Maybe it did before 2010. For many years everyone prefers immutable objects (so that object and its builder have different types, or in simpler case -- no setters, only constructor initialization). You can see it in pretty much all frameworks.

I'm ok with both functional and procedural languages, I just think this article is not about functionality. Come on, FP is all about monads!

Moreover, the "imperative" code example would be impossible anyway with immutable objects without side effects. So what I think the article is about is immutable data types. Everyone agrees that immutable are better, we have to do mutables only when we're optimizing for CPU/RAM.

And BTW concurrency is typically easily achieved if variables were not plain objects, but Future/Observable/Flow/Stream -- pick your poison. They all have passed the hype hill already, and became "just a tool" I think.

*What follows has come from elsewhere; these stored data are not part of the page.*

PR #5662, opened 2017-10-19
Store a flag node in ZK to indicate that Marathon performs data migration

ichernetsky:
Summary:
 - Store a flag node in ZK to indicate that Marathon performs data migration
 - Delete the flag if migration gets cancelled
 - An integration test to ensure that Marathon fails to start in presence of
   the migration flag

It is a backport of #5610

JIRA issues: MARATHON-7788

### DIFF
--- a/src/main/scala/mesosphere/marathon/Exception.scala
+++ b/src/main/scala/mesosphere/marathon/Exception.scala
@@ -89,3 +89,11 @@ class ResolveArtifactsCanceledException(msg: String) extends DeploymentFailedExc
 class StoreCommandFailedException(msg: String, cause: Throwable = null) extends Exception(msg, cause)
 @SuppressWarnings(Array("NullAssignment"))
 class MigrationFailedException(msg: String, cause: Throwable = null) extends Exception(msg, cause)
+
+/**
+  * Instances of this exception class are expected to be used to cancel
+  * an on-going migration. It is imperative to throw such an exception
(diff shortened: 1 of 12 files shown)


ichernetsky:
Yes, you are correct, @kensipe It is stored under `state`, therefore it gets automatically deleted if a user does a restore after a failed migration.

kopax:
Hi guys, this is super frustrating, I have created this: https://jira.mesosphere.com/browse/MARATHON-7972

I am running marathon `1.4.9-1.0.668.ubuntu1604`, can you please tell me if this will save my time and life?

jeschkies:
Could you update to a newer Marathon 1.4 before going to 1.5? Maybe that works.

kopax:
I am usine 1.4 already

ichernetsky:
@kopax, 1.4.13 is the latest 1.4 release. @jeschkies advises to upgrade to it first, before going to 1.5 and so on.

kopax:
Will the `/migration-in-progress` disappear in 1.5 ? Because that's a good motivation to upgrade.

ichernetsky:
The concept of it is kept in 1.5 too. The purpose of this flag is to be able to detect if a previous migration attempt failed for some reason (interruption, exception and so forth). If it exists, it means that something went wrong during the previous attempt. In such a case, it is recommended that Marathon state should be restored from a backup, and upgrade is retried. Does it make sense, @kopax?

In FP the fundamental unit of composition is the function; your solution is expressed as a composition of functions, which are treated as first-class objects (first-class meaning, functions can be manipulated via higher-order functions, or "functions of functions"), a feature not always seen in object-oriented or multi-paradigm languages. Polymorphism is most frequently achieved through parametric polymorphism, or "generics," and ad-hoc polymorphism, or "trait bounds"/"typeclass constraints".

In OOP the fundamental unit of composition is the object; your solution is expressed as a composition of objects, whether through actual composition/aggregation (objects containing and possibly delegating to other objects [1]), or subtype polymorphism, also known as "inheritance." Parametric and ad-hoc polymorphism can often feature in OOP languages as well, but subtype polymorphism is a distinguishing characteristic of OOP.

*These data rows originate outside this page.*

PR #5666, opened 2017-10-19
Switch to use Debian Slim base image

timcharper:
this shaves off 40MB from our base image, and reduces the number of
dependencies we pull in (limiting the number of CVE vulnerabilities that
show up in image scans)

Functions, particularly pure functions without side effects in the "real world" such as I/O or hardware access, are akin to equations in which an expression can be replaced by its value - the "left-hand side" equals the "right-hand side." Mutable state often does not enter into the picture, especially when programming in this "pure" (side-effect free) style. This makes functional programs easier to reason about equationally, as one can determine the value of an expression simply by inspection of whatever variables are in the function's scope, without having to keep track of the state of the entire program.

Objects are distinguished by their often stateful nature as they bundle together data/internal state, and operations over that internal state. Often such internal state is hidden or "encapsulated" from the client, and the internal state is only modifiable (if at all) via the object's class' set of public methods/operations. Objects with immutable internal state are more akin to closures from functional programming - that is, functions with access to a "parent lexical scope" or "environment."

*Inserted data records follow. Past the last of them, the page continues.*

PR #5670, opened 2017-10-20
Migrate UnreachableStrategy to migrate saved and running Instances as well (#5659)

unterstein:
Summary:

JIRA issues: MARATHON-7790

backport of #5659

### DIFF
--- a/src/main/scala/mesosphere/marathon/storage/migration/legacy/MigrationTo_1_4_9.scala
+++ b/src/main/scala/mesosphere/marathon/storage/migration/legacy/MigrationTo_1_4_9.scala
@@ -1,5 +1,4 @@
-package mesosphere.marathon
-package storage.migration
+package mesosphere.marathon.storage.migration.legacy
 
 import akka.Done
 import akka.stream.Materializer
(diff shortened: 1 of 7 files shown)


src/main/scala/mesosphere/marathon/storage/migration/legacy/MigrationTo_1_4_9.scala
```diff
@@ -0,0 +1,60 @@
...
+  private def changeUnreachableStrategyForInstances(instance: Instance): Instance = {
+    instance.copy(unreachableStrategy = MigrationTo_1_4_6.changeUnreachableStrategy(instance.unreachableStrategy))
+  }
+
+  def migrateUnreachableInstances(instanceRepository: InstanceRepository)(implicit env: Environment, ctx: ExecutionContext, mat: Materializer): Future[Done] = {
+    logger.info("Starting unreachable strategy migration to 1.4.9")
+
+    val instanceSink =
+      Flow[Instance]
+        .mapAsync(Int.MaxValue)(instanceRepository.store)
```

Between the two extremes exists an entire spectrum of mixed-paradigm languages that incorporate features of both approaches to structuring and modelling a software solution.

[0] https://wiki.c2.com/?ExpressionProblem

[1] https://en.wikipedia.org/wiki/Composition_over_inheritance

That's not right. The difference between data and control flow oriented programming is the difference between laziness and eagerness. The difference between imperative and functional programming is largely one of abstraction, not a feature in itself.

The genuine core feature of FP is the separation of data and methods, that stands in contrast not to imperative programming but object oriented programming, whose core feature is fusion of data and methods. Functional programming tries to address complexity by separation of concerns, pulling data and methods apart, OO tries to address complexity by encapsulation, pulling data and methods into purely local contexts.

This is also where the association between FP and static typing comes from that the post briefly mentions. Pulling data and functionality aside lends itself to programming in a global, sort of pipe based way where types act like a contract between different interacting parts, whereas the information hiding of OO lends itself to late binding and dynamic programming, taken to its most extreme version in say, Smalltalk.